UK teachers and doctors to get pay rises of 6% or more

UK teachers and doctors to get pay rises of 6% or more

World

UK teachers and doctors to get pay rises of 6% or more

LONDON (Reuters) - Britain's government has decided to accept recommendations for pay increases for millions of public sector workers, treasury minister John Glen said on Thursday, giving doctors and teachers at least 6% increases.

Prime Minister Rishi Sunaks' government announced its decision on Thursday, having considered the recommendations of a series of independent pay review boards.

The pay increases are below the current 8.7% inflation rate but are aimed at bridging the gap following a bout of huge industrial unrest across Britain over falling real wages.

Junior doctors will now get a 6% pay uplift and a lump-sum pay increase of 1,250 pounds ($1,633.25), while teachers would get 6.5%. He also announced pay increases for police (7%) and armed forces (5%).

Glen said there would be no new borrowing or spending to fund the increases although teachers' pay rises would be funded by a reallocation of the existing education department budget.

That is likely to anger trade unions who have said school and hospital budgets cannot bear the cost of wage increases without cutting spending in other areas.

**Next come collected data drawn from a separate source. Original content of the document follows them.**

PR #2670, opened 2020-02-12
test: de-duplicate config artifacts, upgrade some xDS config to v3

kyessenov:

**Release note**:

```release-note
```


test/envoye2e/driver/envoy.go
```diff
@@ -26,6 +26,10 @@ import (
 	core "github.com/envoyproxy/go-control-plane/envoy/api/v2/core"
 	v2 "github.com/envoyproxy/go-control-plane/envoy/config/bootstrap/v2"
 
+	// Preload proto definitions
+	_ "github.com/cncf/udpa/go/udpa/type/v1"
+	_ "github.com/envoyproxy/go-control-plane/envoy/extensions/filters/network/http_connection_manager/v3"
```
gargnupur: We should not need this if we use udpa struct right?

kyessenov: Yes, but we should only use UDPA struct for open-ended config, like Wasm since it keeps changing. It's ok to use Any for stable configs.

test/envoye2e/http_metadata_exchange/http_metadata_exchange_test.go
```diff
@@ -77,121 +77,11 @@ const clusterTLSContext = `tls_context:
...
-  - tag_name: "connection_security_policy"
-    regex: "(connection_security_policy=\\.=(.+?);\\.;)"
-  - tag_name: "cache"
-    regex: "(cache\\.(.+?)\\.)"
-  - tag_name: "component"
-    regex: "(component\\.(.+?)\\.)"
-  - tag_name: "tag"
-    regex: "(tag\\.(.+?);\\.)"`
+var (
+	statsConfig          = driver.LoadTestData("testdata/bootstrap/stats.yaml.tmpl")
```
gargnupur: Thanks! this makes it so cleaner!

kyessenov:
Hmmm, I can't tell why TSan sometimes flakes a lot, sometimes works.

After more than a year of elevated inflation - which at its peak hit more than 11% - the government is struggling to balance the need to end strikes with rising public debt levels.

It has has little room for more spending on wages without either raising taxes, cutting other public services or missing its self-imposed targets to reduce borrowing.

Sunak, facing an election next year and trailing badly in opinion polls, has promised to halve inflation and ministers have stressed the danger that increasing wages too far would undermine that goal and could entrench rising prices.

However, the Bank of England has been more focused on pay in the private sector, which has risen faster than public-sector pay and has a more immediate impact on the prices of goods and services used to calculate consumer price inflation.